Start of the Button Houses                      Population: 3,500

High in the hills above Manavgat, Akseki is blessed with a beautiful location, its buildings lined up in tiers overlooking the plain below. That said, most of the buildings are of the standard concrete variety, so the town itself is not especially pretty. It does retain, however, some of the Düğmeli Evleri (Button Houses) for which this area is known – the higher you climb, the more of them you’ll find.

The houses take their name from the way in which layers of wood have been allowed to jut out from the sides so that, from a distance, they look like studs.

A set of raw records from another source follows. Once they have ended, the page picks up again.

PR #1867, opened 2024-07-01
Fix flakiness in opentelemetry test

sfc-gh-yuwang:

   

   Fixes SNOW-NNNNNNN


sfc-gh-yuwang:
All the unit test is covered by integ test so it is safe to move all of them to integ test. The combine coverage test is a proof.

tests/unit/test_open_telemetry.py
```diff
@@ -109,366 +98,6 @@ def minus_udf(x: int, y: int) -> int:
     dict_exporter.clear()
 
 
-def test_register_udaf_from_file(dict_exporter):
-    test_file = os.path.normpath(
-        os.path.join(
-            os.path.dirname(__file__),
```
sfc-gh-yzou, line 115: it seems we removed all those tests? do we have a plan to add it back? or those tests are not necessary? 
Also, curious, what is causing the flakyness?

sfc-gh-yuwang: I put a comment above, all these tests are covered in integ tests, so it should be safe to remove them

sfc-gh-yuwang: The flakiness is caused by race condition I believe. When testing opentelemetry, I had to initialize a exporter. The exporter is like a global resource that cannot be re-initialized. Which makes all the tests accessing one resource. I am still looking if there is a better way to solve this issue

sfc-gh-yzou: I see. could you update the pr description with what are we doing in this pr, and why the test could be removed safely?

sfc-gh-yzou (approved):

tests/conftest.py
```diff
@@ -95,3 +95,42 @@ def clear_warning_dict():
     # clear the warning dict so that warnings from one test don't affect
     # warnings from other tests.
     warning_dict.clear()
+
+
+def attr_to_dict(span):
```
sfc-gh-aalam, line 100: these functions look like they belong to test utils instead of conftest

sfc-gh-aalam (commented):
I see that you are using new functions to check for correctness don't see anything specifically handling the race condition you mentioned. Can you point me to that?

tests/utils.py
```diff
@@ -1453,3 +1453,42 @@ class TypeMap(NamedTuple):
...
+                return False
+            else:
+                continue
+        if expected_answer[answer_name] != result[answer_name]:
+            return False
+    return True
+
+
+def check_answers(results, expected_answer):
+    results = span_extractor(results)
```
sfc-gh-yzou, line 1489: that seems used very specific for span check, can you rename the function to something like check_tracing_result or check_telemetry_result to be more clear, and add some comment for the function to describe what it is used for?

tests/utils.py
```diff
@@ -1453,3 +1453,42 @@ class TypeMap(NamedTuple):
...
     TypeMap("geometry", "geometry", GeometryType()),
 ]
+
+
+def attr_to_dict(span):
+    dict_attr = {}
+    for name in span.attributes:
+        dict_attr[name] = span.attributes[name]
+    dict_attr["code.filepath"] = os.path.basename(dict_attr["code.filepath"])
+    dict_attr["status_code"] = span.status.status_code
```
sfc-gh-yzou, line 1463: can we add type hint for those functions?

tests/utils.py
```diff
@@ -1453,3 +1453,42 @@ class TypeMap(NamedTuple):
...
+
+def span_extractor(dict_exporter):
+    spans = []
+    raw_spans = dict_exporter.get_finished_spans()
+    for span in raw_spans:
+        spans.append((span.name, attr_to_dict(span), span))
+    return spans
+
+
+def check_single_answer(result, expected_answer):
```
sfc-gh-yzou, line 1476: similar, check_single_answer -> check_single_span_result etc

sfc-gh-yzou: if nobody else is calling check_single_answer, there is probably no need to have a separate function for this

sfc-gh-yzou (commented):
Hi @sfc-gh-yuwang i left some minor comment about code part, but i don't think i have the expertise to review the fix for flakyness of the test. i will let @sfc-gh-aalam or someone else who knows this part better to make the decision

tests/utils.py
sfc-gh-yuwang: I will add docstrings and type hints.
This is a helper function for check_answer, it is not meant to directly be used in tests, so I have to keep this

sfc-gh-jdu (approved):

sfc-gh-aalam (approved):

PR #1870, opened 2024-07-01
SNOW-1018027 - Limited support for df.plot and series.plot through to_pandas

sfc-gh-jkew:
Super simple plot support. As seen in telemetry.
Includes docs-only changes to the Modin extensions functions to support @property accessors.
Does not include df.hist or other plotting methods in DFGroupBy. That will be a separate commit.


CHANGELOG.md
```diff
@@ -8,6 +8,7 @@
 
 - Added distributed tracing using open telemetry APIs for table stored procedure function in `DataFrame`:
   - _execute_and_get_query_id
+- Allow df.plot() and series.plot() to be called, materializing the data into the local client
```
sfc-gh-lspiegelberg, line 11: nit: trailing . at end of sentence.
Also I'd suggest putting ticks ` around the APIs in the log, so it looks prettier. I.e.,

`df.plot()` vs. df.plot()

docs/source/modin/supported/series_supported.rst
```diff
@@ -296,6 +296,8 @@ Methods
 +-----------------------------+---------------------------------+----------------------------------+----------------------------------------------------+
 | ``pipe``                    | N                               |                                  |                                                    |
 +-----------------------------+---------------------------------+----------------------------------+----------------------------------------------------+
+| ``plot``                    | D                               |                                  |                                                    |
```
sfc-gh-lspiegelberg, line 299: same here, I'd also maybe add to best practices a section that says:

If you want to plot large amounts of data, consider first minimizing the data being plotted. I.e., precompute aggregates/groupbys before plotting together with an example.

src/snowflake/snowpark/modin/plugin/extensions/dataframe_overrides.py
```diff
@@ -57,3 +61,49 @@ def memory_usage(self, index: bool = True, deep: bool = False) -> Any:
...
+    sort_columns=False,
+    **kwargs,
+):  # noqa: PR01, RT01, D200
+    """
+    Make plots of ``DataFrame``. Materializes data into memory and uses the
+    existing pandas PlotAccessor
+    """
+    # TODO: SNOW-1063346: Modin upgrade - modin.pandas.DataFrame functions
+    WarningMessage.single_warning(
+        "DataFrame.plot materializes data to the local machine for plotting"
```
sfc-gh-lspiegelberg, line 107: Pls add . at end of sentence.

src/snowflake/snowpark/modin/plugin/extensions/dataframe_overrides.py
```diff
@@ -57,3 +61,49 @@ def memory_usage(self, index: bool = True, deep: bool = False) -> Any:
...
+    )
+    return self._to_pandas().plot
```
sfc-gh-lspiegelberg, line 109: For my understanding, the decorator will call this function with all of the args?

tests/integ/modin/test_plot.py
```diff
@@ -0,0 +1,62 @@
...
+
+import io
+
+import modin.pandas as pd
+import pandas as npd
+
+species = ["adelie"] * 3 + ["chinstrap"] * 3 + ["gentoo"] * 3
+measurements = ["bill_length", "flipper_length", "bill_depth"] * 3
+values = [37.3, 187.1, 17.7, 46.6, 191.7, 17.6, 45.5, 212.7, 14.2]
+
```
sfc-gh-lspiegelberg, line 13: Can we add a test where to plot a Series/DataFrame is passed?

According to https://pandas.pydata.org/docs/reference/api/pandas.DataFrame.plot.html it seems to allow in `*args` a dataframe (and likely series) object. Just to make sure the frontend handles a necessary conversion if needed. 

It may also be that the documentation here is not accurate, or *args has self keyword folded. Prob. this scenario can be easily ticked off.

sfc-gh-lspiegelberg (approved):
some nits, one question re test scenario. Else, lgtm!

sfc-gh-dpetersohn (approved):
Overall LGTM!

tests/integ/modin/test_plot.py
sfc-gh-jkew: The docs are not accurate. The semantics of these accessors is a little odd.

src/snowflake/snowpark/modin/plugin/extensions/dataframe_overrides.py
```diff
@@ -57,3 +61,49 @@ def memory_usage(self, index: bool = True, deep: bool = False) -> Any:
...
+    sort_columns=False,
+    **kwargs,
+):  # noqa: PR01, RT01, D200
+    """
+    Make plots of ``DataFrame``. Materializes data into memory and uses the
+    existing pandas PlotAccessor
+    """
+    # TODO: SNOW-1063346: Modin upgrade - modin.pandas.DataFrame functions
+    WarningMessage.single_warning(
+        "DataFrame.plot materializes data to the local machine for plotting."
```
sfc-gh-lmukhopadhyay, line 107: How likely is it that users would run into OOM issues when converting to_pandas? Should we add a more detailed warning if kind = line or scatter, such as "We recommend plotting a sample of the data to avoid memory issues"?

sfc-gh-lmukhopadhyay (approved):
LGTM, just 1 question!

src/snowflake/snowpark/modin/plugin/extensions/dataframe_overrides.py
sfc-gh-jkew: Not likely. Most users are using small data sets anyways. I think we can do a couple of things in the future though:
1. Have an implementation of to_pandas which can use a shared memory, copy on write cache, which invalidates itself when we make a change to the data frame
2. When the data is large, /then/ we print a warning
3. Introduce progress bars to make it clearer that there is a remote execution/environment in play

docs/source/modin/supported/series_supported.rst
sfc-gh-jkew: I think users are smart enough to know this. I actually think they know this better than we do ;)

sfc-gh-joshi (approved):
LGTM! Thanks.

***In 2021 wildfires ravaged the area around Akseki. I have not been back since then to check on the damage.***

Eating

Akseki does not aspire to Michelin stars but I enjoyed my dinner and breakfast at the cheerful Aşiyan Restaurant (Tel: 0242-678 1552) next to the Star Hotel.

Sleeping

Akeski has two small hotels: the long-standing Duruk Hotel (Tel: 0242-678 2186) and the newer Star Hotel (Tel: 0242-678 2433). Neither has any pretensions to grandeur but I slept well in the Star, which was quiet and cool after the noise and heat of Side.

Transport info

There are half a dozen daily dolmuşes from the Doğu Garaj in Manavgat to Akseki. Most start from Antalya and can arrive already full. Returning, you may be better off buying a ticket to Manavgat and changing there to a bigger bus to Antalya which may deliver you direct to the otogar. Otherwise you risk going round the houses while the dolmuş drops everyone off on their doorstep. Aksekikittens

From Akseki there are several daily dolmuşes to and from nearby İbradı. They continue to Ormana and Ürünlü Köyü.